Tier 1 (Exceptional Talent)
- The number of spaces available under this route will double from 1,000 to 2,000 per year.
- the 1,000 extra spaces will be allocated according to need.
- Those endorsed under the exceptional talent criteria will be able to apply for indefinite leave to remain after three years.
- Simpler application process for applicants who hold specific peer reviewed fellowships or who have been appointed to senior academic or research posts.
Visitors cannot study at an academy or a school maintained by a Local Authority.

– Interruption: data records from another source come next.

PR #189, opened 2024-04-29
Rename chainenv to be arbitrum-agnostic

frankfka:
This will also help with chain switching on the FE, ideally we have some sort of query parameter that lets us point users to a specific chain on-load. For example: `app.vertexprotocol.com/portfolio/overview?chain=arbitrum` 

Also removed the `Mainnet` postfix. This is to align more with other APIs (ex. [Viem](https://github.com/wagmi-dev/viem/tree/main/src/chains/index.ts) doesn't have mainnet postfixes) and to make the URLs a bit nicer


yruej301 (approved):
lgtm!

PR #190, opened 2024-05-01
Remove failure result from execute promises as errors are thrown and not returned

frankfka:
Title is self-explanatory, we never actually return the failure result as it gets thrown


yruej301 (approved):
@frankfka changes seem fine, would be good to add to sanity tests

PR #192, opened 2024-05-03
add multi ts product snaps support

clarkohw:


apps/e2e/src/indexer-client/fullSanity.ts
```diff
@@ -108,6 +108,18 @@ async function fullSanity(context: RunContext) {
 
   prettyPrint('Multiple products snapshots', multiProductSnapshots);
 
+  const now = Math.round(Date.now() / 1000);
+  const multiTimestampProductSnapshots =
+    await client.getMultiTimestampProductSnapshots({
+      productIds: [1, 2, 3],
+      timestamps: [now, now - 3600, now - 86400],
```
frankfka, line 115: fyi we have `TimeInSeconds`

apps/e2e/src/indexer-client/fullSanity.ts
```diff
@@ -108,6 +108,18 @@ async function fullSanity(context: RunContext) {
...
+    });
+
+  prettyPrint(
+    'Multiple timestamp and product products snapshots',
```
frankfka, line 119: typo?

packages/indexer-client/src/types/serverTypes.ts
```diff
@@ -268,11 +268,10 @@ export interface IndexerServerProductsResponse {
   txs: IndexerServerTx[];
 }
 
-// Map of productId -> IndexerServerProductSnapshot
-export type IndexerServerMultiProductsResponse = Record<
-  string,
-  IndexerServerProductSnapshot
->;
+// Map of productId -> IndexerServerProductSnapshot or timestamp -> (productID -> IndexerServerProductSnapshot)
+export type IndexerServerMultiProductsResponse =
```
frankfka, line 272: Let's simplify this and just force users to use `max_time?: number[]` - it makes the processing a lot easier without loss of functionality given that using `number[]` is a superset of passing a single `number`

apps/e2e/src/indexer-client/fullSanity.ts
clarkohw: actually not, but i does look weird, can update

packages/indexer-client/src/types/serverTypes.ts
clarkohw: while `number[]` is a super set, the response is different if an array is passed vs a single `number`. if its an array of 1 element, it will still give the map of `timestamp` -> `productId -> snapshots`. we could process the single number array into `number`  in `IndexerClient` though if we want to make this change. the intention is to make sure this doesn't break the current multiTimestamp query (in the sdk)

frankfka: It won't break unless users update, but if we have the invariant that the param is always `number[]` then the response will always be the new variant and not the old

clarkohw: got it. is it not an issue for FE, since it uses the existing query, and will want to update to the new one? or i guess it will be an intentional upgrade so any issues will be fixed right?

frankfka: Yeah we have to bump the package version for this to take effect, so it all goes into one PR

packages/indexer-client/src/types/serverTypes.ts
```diff
@@ -268,10 +268,10 @@ export interface IndexerServerProductsResponse {
   txs: IndexerServerTx[];
 }
 
-// Map of productId -> IndexerServerProductSnapshot
+// Map of productId -> IndexerServerProductSnapshot or timestamp -> (productID -> IndexerServerProductSnapshot)
```
frankfka, line 271: Now its' just `timestamp -> (productID -> IndexerServerProductSnapshot)` right?

frankfka (approved):
Let's hold off on merging - will make a FE task for this. Thanks!

PR #193, opened 2024-05-06
Upgrade Ethers to 6.12.1

frankfka:


package.json
```diff
@@ -36,5 +36,8 @@
     "typedoc-plugin-extras": "^2.3.2",
     "typedoc-plugin-missing-exports": "^1.0.0",
     "typescript": "^5.0.3"
+  },
+  "resolutions": {
```
frankfka, line 40: This allows us to specify a single version across all usecases

PR #194, opened 2024-05-07
chore: add slow-mode withdrawal sample

yruej301:


yruej301:
@frankfka had a ton of back and forth with a discord user on how to do this, so i just added this example so we can share it easily with them. confirmed this works. took it from your PR https://github.com/vertex-protocol/vertex-web-monorepo/pull/884/files!

frankfka:
Should this be part of sanity (hesitant to make this larger) or part of some `examples/` directory where we could maintain scripts that do smaller chunks of tasks? For example:
- Deposit & withdraw
- Place trade
- Place trigger order
- etc

yruej301:
> Should this be part of sanity (hesitant to make this larger) or part of some `examples/` directory where we could maintain scripts that do smaller chunks of tasks? For example:
> 
> * Deposit & withdraw
> * Place trade
> * Place trigger order
> * etc

@frankfka initially had the same thought but we've been using our sanity checks as examples at this point and we already cover pretty much everything else except for this specific example. don't think worth duplicating all the other stuff like place trade, etc.

frankfka:
> > Should this be part of sanity (hesitant to make this larger) or part of some `examples/` directory where we could maintain scripts that do smaller chunks of tasks? For example:
> > 
> > * Deposit & withdraw
> > * Place trade
> > * Place trigger order
> > * etc
> 
> @frankfka initially had the same thought but we've been using our sanity checks as examples at this point and we already cover pretty much everything else except for this specific example. don't think worth duplicating all the other stuff like place trade, etc.

I think what we could do for multi-line examples is split out a `utils` folder of sorts, then we can call the util fn within sanity tests if we want to include those in the e2e testing

frankfka (approved):
For now though we're good to merge this, maybe a TODO in the code is sufficient for us to follow up at some point re: utils

PR #196, opened 2024-05-15
Remove data response from trigger execute result

frankfka:
Context: https://vertex-xwn1857.slack.com/archives/C05914S2D3P/p1715801548802869

Ideally we can add this, but for now, fixing SDK


yruej301 (approved):
gotcha, fix looks good

PR #202, opened 2024-06-06
add VRTX supply queries

yruej301:


packages/indexer-client/src/IndexerBaseClient.ts
```diff
@@ -814,6 +816,20 @@ export class IndexerBaseClient {
...
 
+  /**
+   * Retrieves VRTX total / circulating supply
+   *
+   * @param params
+   */
+  async getVrtxTokenInfo(
+    params: GetIndexerVrtxTokenInfoParams,
+  ): Promise<GetIndexerVrtxTokenInfoResponse> {
+    const baseUrl = this.opts.url.replace('/v1', '');
```
frankfka, line 827: Should we have some sort of `this.v2Url` for when we add more queries in the future?

We should address types as well but can do that later.

Would we be able to just replace /v1 with /v2?

packages/indexer-client/src/types/clientTypes.ts
```diff
@@ -676,3 +677,9 @@ export interface IndexerLeaderboardContest {
 export interface GetIndexerLeaderboardContestsResponse {
   contests: IndexerLeaderboardContest[];
 }
+
+export interface GetIndexerVrtxTokenInfoParams {
+  tokenInfoType: IndexerVrtxTokenInfoType;
+}
+
+export type GetIndexerVrtxTokenInfoResponse = number;
```
frankfka, line 685: Is it a number or a string from backend?

frankfka: Is this in X18? ie is it 10^9+18 or just 10^9 being returned?

packages/indexer-client/src/IndexerBaseClient.ts
yruej301: yea, will do!

packages/indexer-client/src/types/clientTypes.ts
yruej301: it's just a number and it's 10^9

packages/indexer-client/src/IndexerBaseClient.ts
yruej301: addressed!

packages/indexer-client/src/IndexerBaseClient.ts
```diff
@@ -109,6 +112,7 @@ export class IndexerBaseClient {
   readonly axiosInstance: AxiosInstance;
 
   constructor(opts: IndexerClientOpts) {
+    opts.v2Url = opts.v2Url ? opts.v2Url : opts.url.replace('v1', 'v2');
```
frankfka, line 115: Why would we need the override? Would it be safe to just derive this internally for now?

Not sure we should override opts, I feel like it should be immutable as much as possible.

Could we store this in a readonly variable similar to axiosInstance?

packages/indexer-client/src/types/clientTypes.ts
frankfka: Can we leave a JSDoc comment indicating that this does not include decimals?

packages/indexer-client/src/IndexerBaseClient.ts
yruej301: check now

yruej301:
> Can we leave a JSDoc comment indicating that this does not include decimals?

@frankfka do you mean, that is not x18? it does include decimals, see sample responses

```
circulating supply: 244529235.8614397
total supply: 997999999.9999979
```

frankfka:
Decimals as in token decimals, ig im not sure what exactly to call it, but in FE when something includes decimals, it has additional 0s corresponding to the decimals of the token

Ex 1 USDC with decimals is 10^6

yruej301:
gotcha

PR #203, opened 2024-06-10
feat: add back support for arb rewards

Mario857:
It was removed in the past but we need it for round 2


Mario857:
> I assume this was just a revert of the removal PR?

Yup, just a revert.

PR #204, opened 2024-06-14
Add wallet client

cryptoMavrik:
Exposes the wagmi wallet client via hook.


frankfka (approved):
👍 For now we can duplicate this on the trade app for passing builds

cryptoMavrik:
@frankfka should we add optional params to this that drill through jic?

cryptoMavrik:
> @frankfka should we add optional params to this that drill through jic?

A lot of them are linked to the connector, but there are others that potentially could be useful (`batch`) though there aren't any current usecases.

frankfka:
I think we add as we need, but i looked at this again, we should destructure `data` and only pass the wallet client through, otherwise a lot of other stuff from react query is exposed as well

frankfka:
@cryptoMavrik gonna clean this up

PR #206, opened 2024-06-25
Patch wallet client hook

cryptoMavrik:
The hook is not properly initialize without the other params. This PR adds the other params to the `useWalletClient` hook.


frankfka:
@cryptoMavrik what extra params do you need?

cryptoMavrik:
> @cryptoMavrik what extra params do you need?

Currently we aren't using any of them, but it doesn't work without them. 
image

frankfka (approved):

PR #208, opened 2024-07-01
feat: min deposit rates query

yruej301:


apps/e2e/src/engine-client/fullSanity.ts
```diff
@@ -399,6 +402,41 @@ async function fullSanity(context: RunContext) {
...
+  const minDepositRates = await client.getMinDepositRates();
+
+  prettyPrint('Min deposit rates', minDepositRates);
+
+  const subInfo = await client.getSubaccountSummary({
+    subaccountOwner: await signer.getAddress(),
+    subaccountName: 'default',
+  });
+
+  for (const balance of subInfo.balances) {
```
frankfka, line 415: nit: We can use `forEach` (a bit more "TS"-y)

apps/e2e/src/engine-client/fullSanity.ts
```diff
@@ -399,6 +402,41 @@ async function fullSanity(context: RunContext) {
     subaccountName: 'default',
   });
   prettyPrint('Subaccount info after withdraw collateral', subaccountInfoAtEnd);
+
+  const minDepositRates = await client.getMinDepositRates();
+
+  prettyPrint('Min deposit rates', minDepositRates);
+
+  const subInfo = await client.getSubaccountSummary({
```
frankfka, line 410: To reduce number of calls here, could we just use `subaccountInfoAtEnd`?

packages/engine-client/src/utils/queryDataMappers.ts
```diff
@@ -255,3 +259,25 @@ export function mapEngineMarketPrice(
...
+    baseResponse.min_deposit_rates,
+    mapEngineMinDepositRate,
+  );
+
+  return {
+    minDepositRates,
+  };
+}
+
+export function mapEngineMinDepositRate(
```
frankfka, line 276: nit: we might be able to just do this inline in `EngineQueryClient`, these fns aren't used / relevant anywhere else

packages/engine-client/src/utils/queryDataMappers.ts
```diff
@@ -255,3 +259,25 @@ export function mapEngineMarketPrice(
...
+export function mapEngineServerDepositRates(
+  baseResponse: EngineServerMinDepositRatesResponse,
+): GetEngineMinDepositRatesResponse {
+  const minDepositRates: Record<number, EngineMinDepositRate> = mapValues(
+    baseResponse.min_deposit_rates,
+    mapEngineMinDepositRate,
+  );
+
+  return {
+    minDepositRates,
```
frankfka, line 272: Backend nests in an object, but do we need to do this? or could we just return the `Record<number, EngineMinDepositRate>`?

apps/e2e/src/engine-client/fullSanity.ts
```diff
@@ -399,6 +402,41 @@ async function fullSanity(context: RunContext) {
...
+    if (balance.type == ProductEngineType.SPOT) {
+      const minDepositRate =
+        minDepositRates.minDepositRates[balance.productId].minDepositRate;
+      console.log('product', balance.productId);
+      console.log('min Deposit Rate', minDepositRate.toNumber());
+      console.log(
+        'deposit APR',
+        calcRealizedDepositRateForTimeRange(
+          balance,
+          31536000,
```
frankfka, line 425: Could we use `TimeInSeconds`

yruej301: sure

packages/engine-client/src/utils/queryDataMappers.ts
yruej301: gotcha, sg will clean it up

apps/e2e/src/engine-client/fullSanity.ts
```diff
@@ -399,6 +407,36 @@ async function fullSanity(context: RunContext) {
...
+
+  const minDepositRates = await client.getMinDepositRates();
+
+  prettyPrint('Min deposit rates', minDepositRates);
+
+  subaccountInfoAtEnd.balances.forEach((balance) => {
+    if (balance.type == ProductEngineType.SPOT) {
+      const minDepositRate =
+        minDepositRates.minDepositRates[balance.productId].minDepositRate;
+      console.log('product', balance.productId);
```
frankfka, line 419: Should we just combine all of these calls? `console.log` takes varargs. You could also just print out an object (can use `toPrintableObject`) - could leave rates as fractions to make life easier too

packages/contracts/src/utils/interest.ts
```diff
@@ -121,12 +122,14 @@ export function calcRealizedDepositRateForTimeRange(
...
 ) {
   const utilization = calcUtilizationRatio(product);
   if (utilization.eq(0)) {
     return toBigDecimal(0);
   }
   return utilization
-    .times(calcBorrowRateForTimeRange(product, seconds))
-    .times(BigDecimals.ONE.minus(toBigDecimal(interestFeeFrac)));
+    .times(calcBorrowRateForTimeRange(product, seconds, toBigDecimal(0)))
+    .times(BigDecimals.ONE.minus(toBigDecimal(interestFeeFrac)))
```
frankfka, line 133: Actually think you might be able to skip these `toBigDecimal` calls

frankfka (approved):
Lets hold off on merging until the FE work is complete

packages/engine-client/src/utils/queryDataMappers.ts
frankfka: We are a bit inconsistent with this unfortunately :( ex. `getAllMarkets` just returns `markets` directly

frankfka: Looking at this more let's just return `minDepositRates` directly, we can switch the outliers over some other time

PR #305, opened 2025-05-30
fix: declare new RewardsQueryAPI functions as async.

comunidadio:
This is for consistency with our other QueryAPIs and to improve error handling so that an exception will always result in a Promise being rejected rather than dangling.


frankfka (approved):
Perhaps my understanding is wrong, but I thought that the fact that the return is a `Promise` would make the async redundant?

Criminal record certificates
Changes have been made to the wording relating to the obtaining of criminal record certificates, to say the certificates must be obtained from each country where the applicant has been present for 12 months or more in the last 10 years. The wording in the rules has changed from ‘resident’ to ‘present’ and therefore a person who has been present in a country for 12 months or more cumulatively over a 10 year period will need to apply for a criminal record certificate from that country.
Changes relating to electronic entry clearance
The Government proposes to commence issuing entry clearance in electronic form. This will initially be trialled with specified groups with a view to general introduction of entry clearance in electronic form at a subsequent date.
Applicants who hold an entry clearance issued in electronic form will not be required to present such an entry clearance to an Immigration Officer on arrival in the UK. The issue of such an entry clearance will be checked electronically.